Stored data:
Issue #363, opened 2021-05-18
Default path "config/config.yaml" not recognised


iromeo:
Default path "config/config.yaml" not recognised. 

See recommended project layout https://snakemake.readthedocs.io/en/stable/snakefiles/deployment.html

![image](https://user-images.githubusercontent.com/72933/118678757-f3d37180-b805-11eb-9255-b01ca1cf25f6.png)

iromeo:
P.S: in line 3 should be `configfile: "config/config.yaml"` but it is also highlighted as error

iromeo:
See `path_in_workflow_sections_completion.feature`

iromeo:
and `SmkCondaEnvReference`

iromeo:
Demo

![](https://user-images.githubusercontent.com/57076115/125063498-39027a00-e0b8-11eb-997e-f86e47a62cca.gif)

PR #376, opened 2021-07-09
fix: Adding support for default path of configfile #363

KrGolovin:
also adding test for completion and resolve

### DIFF
--- a/src/main/kotlin/com/jetbrains/snakecharm/lang/psi/SmkFileReference.kt
+++ b/src/main/kotlin/com/jetbrains/snakecharm/lang/psi/SmkFileReference.kt
@@ -4,10 +4,7 @@ import com.intellij.codeInsight.lookup.LookupElementBuilder
 import com.intellij.lang.annotation.HighlightSeverity
 import com.intellij.openapi.roots.ProjectRootManager
 import com.intellij.openapi.util.TextRange
-import com.intellij.openapi.vfs.LocalFileSystem
-import com.intellij.openapi.vfs.VfsUtil
-import com.intellij.openapi.vfs.VirtualFile
-import com.intellij.openapi.vfs.VirtualFileManager
+import com.intellij.openapi.vfs.*
 import com.intellij.psi.*
 import com.intellij.psi.util.PsiTreeUtil
 import com.jetbrains.python.psi.PsiReferenceEx
@@ -43,6 +40,7 @@ open class SmkFileReference(
     protected fun collectFileSystemItemLike(
             collectFiles: Boolean = true,
             onlyFromParentFolder: Boolean = true,
+            isFromCurrentDir: Boolean = true,
             predicate: (file: PsiFileSystemItem) -> Boolean = { true }): Array<Any> {
         val project = element.project
 
@@ -63,8 +61,12 @@ open class SmkFileReference(
                 .filter(predicate)
                 .map {
                     val vFile = it.virtualFile
+                    val baseFile = when {
+                        isFromCurrentDir -> parentDirVFile
+                        else -> root
+                    }
                     LookupElementBuilder
-                        .create(relativePath(vFile, parentDirVFile) ?: vFile.path)
+                        .create(relativePath(vFile, baseFile) ?: vFile.path)
                         .withIcon(it.getIcon(0))
                 }
                 .toList()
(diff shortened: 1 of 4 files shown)


KrGolovin:
configfile

src/main/kotlin/com/jetbrains/snakecharm/lang/psi/SmkFileReference.kt
```diff
@@ -158,17 +179,26 @@ class SmkIncludeReference(
...
 ) : SmkFileReference(element, textRange, stringLiteralExpression, path) {
-    override fun getVariants() =  collectFileSystemItemLike() {
+    override fun getVariants() =  collectFileSystemItemLike(
+        onlyFromParentFolder = false,
+        isFromCurrentDir = false
+    ) {
         isYamlFile(it)
     }
+
+    override fun resolve(): PsiElement? = findPathToResolve(searchFromRoot = true)
```
iromeo, line 197: At the moment we have 3 flags: `onlyFromParentFolder`, `isFromCurrentDir`, `searchFromRoot`. At the moment the difference is not clear and no documentation available. I assume that `onlyFromParentFolder`, `isFromCurrentDir` is same thing. Could you refactor this code:
* convert this fields to `SmkFileReference` class abstract variables
* rename them to more clear names + add documentation. I suppose good names could be `searchRelativelyToContentRoot`, `searchRelativelyToCurrentFolder`, where current folder is parent folder of current snakemake file, and content root is the snakemake project working directory

src/main/kotlin/com/jetbrains/snakecharm/lang/psi/SmkFileReference.kt
```diff
@@ -100,28 +102,45 @@ open class SmkFileReference(
...
-    private fun findVirtualFile(): VirtualFile? {
+    private fun findVirtualFile(searchFromRoot: Boolean = false): VirtualFile? {
         val stringLiteral = element.argumentList?.arguments?.firstOrNull {
             it is PyStringLiteralExpression && it.stringValue == path
         } ?: return null
 
-        val parentFolder = element.containingFile.originalFile.virtualFile?.parent ?: return null
-
-        val filePath = (stringLiteral as? PyStringLiteralExpression)?.stringValue
+        val filePath = (stringLiteral as? PyStringLiteralExpression)?.stringValue!!
```
iromeo, line 110: Not clear how it works `(stringLiteral as? PyStringLiteralExpression)?` is marked as nullable, returns `null` or expression, but than is declared as not-null `!!`

iromeo: Moreover prev line always returns `PyStringLiteralExpression` with `stringValue == path`, so there is no need to calculate `stringValue` again. Type checker fails to infer that stringLiteral is `PyStringLiteralExpression` from the above code, but we could refactor it using:

```kotline
        val stringLiteral = element.argumentList?.arguments?.firstOrNull { 
                it is PyStringLiteralExpression &&  it.stringValue == path 
            } as PyStringLiteralExpression? ?: return null

        // or
        val stringLiteral = element.argumentList?.arguments
            ?.filterIsInstance(PyStringLiteralExpression::class.java)
            ?.firstOrNull { it.stringValue == path }
            ?: return null
        
// in both cases `stingLiteral` type will be inferred as `PyStringLiteralExpression`
            
```

iromeo: Also, is not clear why we need `stringLiteral` check in the first line of the method, seems could be refactored just to:
```kotlin
    private fun findVirtualFile(searchFromRoot: Boolean = false): VirtualFile? {
        // Try to find using relative path
        val relativeFile = if (searchFromRoot) {
            //search in all content roots
            ProjectRootManager.getInstance(element.project).contentRoots.firstOrNull { root ->
                root.findFileByRelativePath(path) != null
            }
        } else {
            element.containingFile.originalFile.virtualFile?.parent
                ?.findFileByRelativePath(path)
        }
        if (relativeFile != null) {
            return relativeFile
        }
        // Trying to find the file anywhere
        val vfm = VirtualFileManager.getInstance()
        val localFS = vfm.getFileSystem(LocalFileSystem.PROTOCOL)
        return localFS.findFileByPath(path) ?: vfm.findFileByUrl(path)
    }
```

iromeo (commented):
Feature works, but code needs to be refactored + some tests are missing

src/main/kotlin/com/jetbrains/snakecharm/lang/psi/SmkFileReference.kt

What you will do ->
Once you have counted the lines of the records holding the string "arguments", state that number with no other words.

Solution to this problem ->
3